:: Exercise materials ::

PR #513, opened 2017-06-15
Fixes pagination docs

anselmbradford:
## Changes

- Updates outdated class name references for `a-btn__icon-on-left` and `a-btn__icon-on-right`, which have updated names in https://github.com/cfpb/capital-framework/blob/canary/src/cf-buttons/src/atoms/buttons-with-icons.less#L15

### DIFF
--- a/CHANGELOG.md
+++ b/CHANGELOG.md
@@ -9,6 +9,9 @@ We follow the [Semantic Versioning 2.0.0](http://semver.org/) format.
 
 ### Changed
 - **cf-forms:** [PATCH] Fixed checkbox/radio borders on hover
+- **cf-pagination:** [PATCH] Fixed outdated `a-btn__icon-on-left`
+and `a-btn__icon-on-right` classes referenced in docs to correct
+`a-btn_icon__on-left` and `a-btn_icon__on-right` classes.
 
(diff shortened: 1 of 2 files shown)


Scotchester:
:+1:

Scotchester:
We'll need a change log entry if we want a new patch release for it.

anselmbradford:
> We'll need a change log entry if we want a new patch release for it.

Added to `CHANGELOG.md`! Do I need to do anything else?

CHANGELOG.md
```diff
@@ -9,6 +9,8 @@ We follow the [Semantic Versioning 2.0.0](http://semver.org/) format.
 
 ### Changed
 - **cf-forms:** [PATCH] Fixed checkbox/radio borders on hover
+- **cf-pagination:** [PATCH] Fixed outdated `a-btn__icon-on-left`
+and `a-btn__icon-on-right` classes referenced in docs.
```
Scotchester: This is nitpicky, but I think the change log should probably give either _both_ old and new class names, or just the correct ones.

anselmbradford: Okay, added both!

PR #514, opened 2017-06-20
Remove IE7 support

anselmbradford:
Folks, is it time???

## Removals

- Removes references to `lt-ie8` class and associated style rules that are used only for IE7 and below support.

## Testing

- Should not work as expected in IE7.

### DIFF
--- a/CHANGELOG.md
+++ b/CHANGELOG.md
@@ -14,7 +14,7 @@ and `a-btn__icon-on-right` classes referenced in docs to correct
 `a-btn_icon__on-left` and `a-btn_icon__on-right` classes.
 
 ### Removed
--
+- **capital-framework:** [MINOR] Remove IE7 and below support.
 
 ## 4.7.1 - 2017-06-09
 
--- a/CHANGELOG.md
+++ b/CHANGELOG.md
@@ -14,7 +14,10 @@ and `a-btn__icon-on-right` classes referenced in docs to correct
 `a-btn_icon__on-left` and `a-btn_icon__on-right` classes.
 
 ### Removed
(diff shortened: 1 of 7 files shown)


CHANGELOG.md
```diff
@@ -11,7 +11,7 @@ We follow the [Semantic Versioning 2.0.0](http://semver.org/) format.
 - **cf-forms:** [PATCH] Fixed checkbox/radio borders on hover
 
 ### Removed
--
+- **capital-framework:** Remove IE7 and below support.
```
jimmynotjim: This should probably be a `[MINOR]` right? It doesn't really change much but feels more than a PATCH

anselmbradford: Fixed!

CHANGELOG.md
```diff
@@ -14,7 +14,7 @@ and `a-btn__icon-on-right` classes referenced in docs to correct
 `a-btn_icon__on-left` and `a-btn_icon__on-right` classes.
 
 ### Removed
--
+- **capital-framework:** [MINOR] Remove IE7 and below support.
```
Scotchester: I'm pretty sure we need to list the modified components individually to ensure they get bumped. Is that right, @contolini?

jimmynotjim: Oh right, I always forget what can and can't be bumped with the entire project.

anselmbradford: Broken into individual modules in https://github.com/cfpb/capital-framework/pull/514/commits/01403fa2de19eaa100e0e6f7dcaf62864e7679ab

PR #277, opened 2015-03-11
PE module: Add lower boundary to access bounds check.

hillu:
On a 32-bit Linux system, I witnessed a crash around
pe_parse_import_descriptor() (pe.c:867) because strndup() wanted to
read from an invalid address that was the result from an integer
overflow and turned out to be less than pe->data.

Since that overflow does not occur on 64-bit systems, they are not
affected.

### DIFF
--- a/libyara/modules/pe.c
+++ b/libyara/modules/pe.c
@@ -92,7 +92,8 @@ limitations under the License.
 
 
 #define fits_in_pe(pe, pointer, size) \
-    ((uint8_t*)(pointer) + size <= pe->data + pe->data_size)
+    (pe->data <= (uint8_t*)(pointer) && \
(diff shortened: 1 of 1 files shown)


plusvic:
This change doesn't fix the problem in all cases. "pointer" could be greater then pe->data and still overflow if "size" is too large. A more comprehensive solution is:

#define fits_in_pe(pe, pointer, size) \
    (size <= pe->data_size && \
     (uint8_t*)(pointer) >= pe->data && \
     (uint8_t*)(pointer) + size <= pe->data + pe->data_size)

plusvic:
Fixed in 223daaf9c4d335b87805654466fba32f3988ad5a

PR #279, opened 2015-03-12
Increase limits and dynamically allocate stack.

shanehuntley:
Limits changes for long yara files and complex regexps.
Dynamically allocate stack in exec.c to reduce stack usage.


plusvic:
Hey Shane, take a look at commit 21e796dfb6e217457de92c9c9b1e526a0f5df11f, the stack wasn't released when function returned early due to a timeout or error in function call. You may want to fix it in your branch too.

PR #284, opened 2015-03-17
Fix regression in pe_collect_resources().

wxsBSD:
It appears that after 223daaf9c4d335b87805654466fba32f3988ad5a no
resources were properly collected. Fix it by passing in the correct
offset, which is pe->data + offset.


wxsBSD:
This is easily reproducible. A rule as simple as ```pe.number_of_resources == 5``` when run against ```0861e9bc073d37f0eeb7a7323553f2ca``` does not match. I did some light testing with other code that relies upon ```fits_in_pe()``` and didn't spot any obvious problems.

PR #294, opened 2015-03-31
Fix PRINT_MODULE_DATA.

wxsBSD:
This fixes things so that PRINT_MODULE_DATA works correctly.

### DIFF
--- a/libyara/object.c
+++ b/libyara/object.c
@@ -1095,11 +1095,22 @@ void yr_object_print_data(
 
     case OBJECT_TYPE_STRING:
       if (((YR_OBJECT_STRING*) object)->value != NULL)
+      {
         printf(
-            "%s%s = \"%s\"\n",
+            "%s%s = \"",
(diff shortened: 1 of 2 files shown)


wxsBSD:
No clue why I didn't see it earlier but I was looking to see if this existed before I wrote my own implementation, glad I found it. :smile: This is a great feature!

wxsBSD:
I also changed string printing so that non-printable characters are printed in hex form.

wxsBSD:
Would you be open to changing it from a compile-time knob to a run-time option? Having this ability is a great way to debug signatures. I can keep a binary with it turned on around but I suspect making it a run-time option is going to increase usage and by extension the new module features!

plusvic:
Sure, I think that a run-time option is a better way to control this feature. Do you plan to implement it?

wxsBSD:
Yes. I will try and implement it in the next couple of weeks.

PR #305, opened 2015-04-30
Ensure thread ids are globally unique even if multiple rules instances.

shanehuntley:
Fixes multi-threaded issue where if you instantiate multiple instances of YARA_RULE objects you will get thread id collisions causing race conditions and occasional segfaults with module unload.


plusvic:
A simpler solution in commit ef05a686c6962dba1b721535aa06b0a5cb25068e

:::

*About this exercise*
Your task is to repeat every entry above exactly.

*Solution for this problem*
PR #513, opened 2017-06-15
Fixes pagination docs

anselmbradford:
## Changes

- Updates outdated class name references for `a-btn__icon-on-left` and `a-btn__icon-on-right`, which have updated names in https://github.com/cfpb/capital-framework/blob/canary/src/cf-buttons/src/atoms/buttons-with-icons.less#L15

### DIFF
--- a/CHANGELOG.md
+++ b/CHANGELOG.md
@@ -9,6 +9,9 @@ We follow the [Semantic Versioning 2.0.0](http://semver.org/) format.
 
 ### Changed
 - **cf-forms:** [PATCH] Fixed checkbox/radio borders on hover
+- **cf-pagination:** [PATCH] Fixed outdated `a-btn__icon-on-left`
+and `a-btn__icon-on-right` classes referenced in docs to correct
+`a-btn_icon__on-left` and `a-btn_icon__on-right` classes.
 
(diff shortened: 1 of 2 files shown)


Scotchester:
:+1:

Scotchester:
We'll need a change log entry if we want a new patch release for it.

anselmbradford:
> We'll need a change log entry if we want a new patch release for it.

Added to `CHANGELOG.md`! Do I need to do anything else?

CHANGELOG.md
```diff
@@ -9,6 +9,8 @@ We follow the [Semantic Versioning 2.0.0](http://semver.org/) format.
 
 ### Changed
 - **cf-forms:** [PATCH] Fixed checkbox/radio borders on hover
+- **cf-pagination:** [PATCH] Fixed outdated `a-btn__icon-on-left`
+and `a-btn__icon-on-right` classes referenced in docs.
```
Scotchester: This is nitpicky, but I think the change log should probably give either _both_ old and new class names, or just the correct ones.

anselmbradford: Okay, added both!

PR #514, opened 2017-06-20
Remove IE7 support

anselmbradford:
Folks, is it time???

## Removals

- Removes references to `lt-ie8` class and associated style rules that are used only for IE7 and below support.

## Testing

- Should not work as expected in IE7.

### DIFF
--- a/CHANGELOG.md
+++ b/CHANGELOG.md
@@ -14,7 +14,7 @@ and `a-btn__icon-on-right` classes referenced in docs to correct
 `a-btn_icon__on-left` and `a-btn_icon__on-right` classes.
 
 ### Removed
--
+- **capital-framework:** [MINOR] Remove IE7 and below support.
 
 ## 4.7.1 - 2017-06-09
 
--- a/CHANGELOG.md
+++ b/CHANGELOG.md
@@ -14,7 +14,10 @@ and `a-btn__icon-on-right` classes referenced in docs to correct
 `a-btn_icon__on-left` and `a-btn_icon__on-right` classes.
 
 ### Removed
(diff shortened: 1 of 7 files shown)


CHANGELOG.md
```diff
@@ -11,7 +11,7 @@ We follow the [Semantic Versioning 2.0.0](http://semver.org/) format.
 - **cf-forms:** [PATCH] Fixed checkbox/radio borders on hover
 
 ### Removed
--
+- **capital-framework:** Remove IE7 and below support.
```
jimmynotjim: This should probably be a `[MINOR]` right? It doesn't really change much but feels more than a PATCH

anselmbradford: Fixed!

CHANGELOG.md
```diff
@@ -14,7 +14,7 @@ and `a-btn__icon-on-right` classes referenced in docs to correct
 `a-btn_icon__on-left` and `a-btn_icon__on-right` classes.
 
 ### Removed
--
+- **capital-framework:** [MINOR] Remove IE7 and below support.
```
Scotchester: I'm pretty sure we need to list the modified components individually to ensure they get bumped. Is that right, @contolini?

jimmynotjim: Oh right, I always forget what can and can't be bumped with the entire project.

anselmbradford: Broken into individual modules in https://github.com/cfpb/capital-framework/pull/514/commits/01403fa2de19eaa100e0e6f7dcaf62864e7679ab

PR #277, opened 2015-03-11
PE module: Add lower boundary to access bounds check.

hillu:
On a 32-bit Linux system, I witnessed a crash around
pe_parse_import_descriptor() (pe.c:867) because strndup() wanted to
read from an invalid address that was the result from an integer
overflow and turned out to be less than pe->data.

Since that overflow does not occur on 64-bit systems, they are not
affected.

### DIFF
--- a/libyara/modules/pe.c
+++ b/libyara/modules/pe.c
@@ -92,7 +92,8 @@ limitations under the License.
 
 
 #define fits_in_pe(pe, pointer, size) \
-    ((uint8_t*)(pointer) + size <= pe->data + pe->data_size)
+    (pe->data <= (uint8_t*)(pointer) && \
(diff shortened: 1 of 1 files shown)


plusvic:
This change doesn't fix the problem in all cases. "pointer" could be greater then pe->data and still overflow if "size" is too large. A more comprehensive solution is:

#define fits_in_pe(pe, pointer, size) \
    (size <= pe->data_size && \
     (uint8_t*)(pointer) >= pe->data && \
     (uint8_t*)(pointer) + size <= pe->data + pe->data_size)

plusvic:
Fixed in 223daaf9c4d335b87805654466fba32f3988ad5a

PR #279, opened 2015-03-12
Increase limits and dynamically allocate stack.

shanehuntley:
Limits changes for long yara files and complex regexps.
Dynamically allocate stack in exec.c to reduce stack usage.


plusvic:
Hey Shane, take a look at commit 21e796dfb6e217457de92c9c9b1e526a0f5df11f, the stack wasn't released when function returned early due to a timeout or error in function call. You may want to fix it in your branch too.

PR #284, opened 2015-03-17
Fix regression in pe_collect_resources().

wxsBSD:
It appears that after 223daaf9c4d335b87805654466fba32f3988ad5a no
resources were properly collected. Fix it by passing in the correct
offset, which is pe->data + offset.


wxsBSD:
This is easily reproducible. A rule as simple as ```pe.number_of_resources == 5``` when run against ```0861e9bc073d37f0eeb7a7323553f2ca``` does not match. I did some light testing with other code that relies upon ```fits_in_pe()``` and didn't spot any obvious problems.

PR #294, opened 2015-03-31
Fix PRINT_MODULE_DATA.

wxsBSD:
This fixes things so that PRINT_MODULE_DATA works correctly.

### DIFF
--- a/libyara/object.c
+++ b/libyara/object.c
@@ -1095,11 +1095,22 @@ void yr_object_print_data(
 
     case OBJECT_TYPE_STRING:
       if (((YR_OBJECT_STRING*) object)->value != NULL)
+      {
         printf(
-            "%s%s = \"%s\"\n",
+            "%s%s = \"",
(diff shortened: 1 of 2 files shown)


wxsBSD:
No clue why I didn't see it earlier but I was looking to see if this existed before I wrote my own implementation, glad I found it. :smile: This is a great feature!

wxsBSD:
I also changed string printing so that non-printable characters are printed in hex form.

wxsBSD:
Would you be open to changing it from a compile-time knob to a run-time option? Having this ability is a great way to debug signatures. I can keep a binary with it turned on around but I suspect making it a run-time option is going to increase usage and by extension the new module features!

plusvic:
Sure, I think that a run-time option is a better way to control this feature. Do you plan to implement it?

wxsBSD:
Yes. I will try and implement it in the next couple of weeks.

PR #305, opened 2015-04-30
Ensure thread ids are globally unique even if multiple rules instances.

shanehuntley:
Fixes multi-threaded issue where if you instantiate multiple instances of YARA_RULE objects you will get thread id collisions causing race conditions and occasional segfaults with module unload.


plusvic:
A simpler solution in commit ef05a686c6962dba1b721535aa06b0a5cb25068e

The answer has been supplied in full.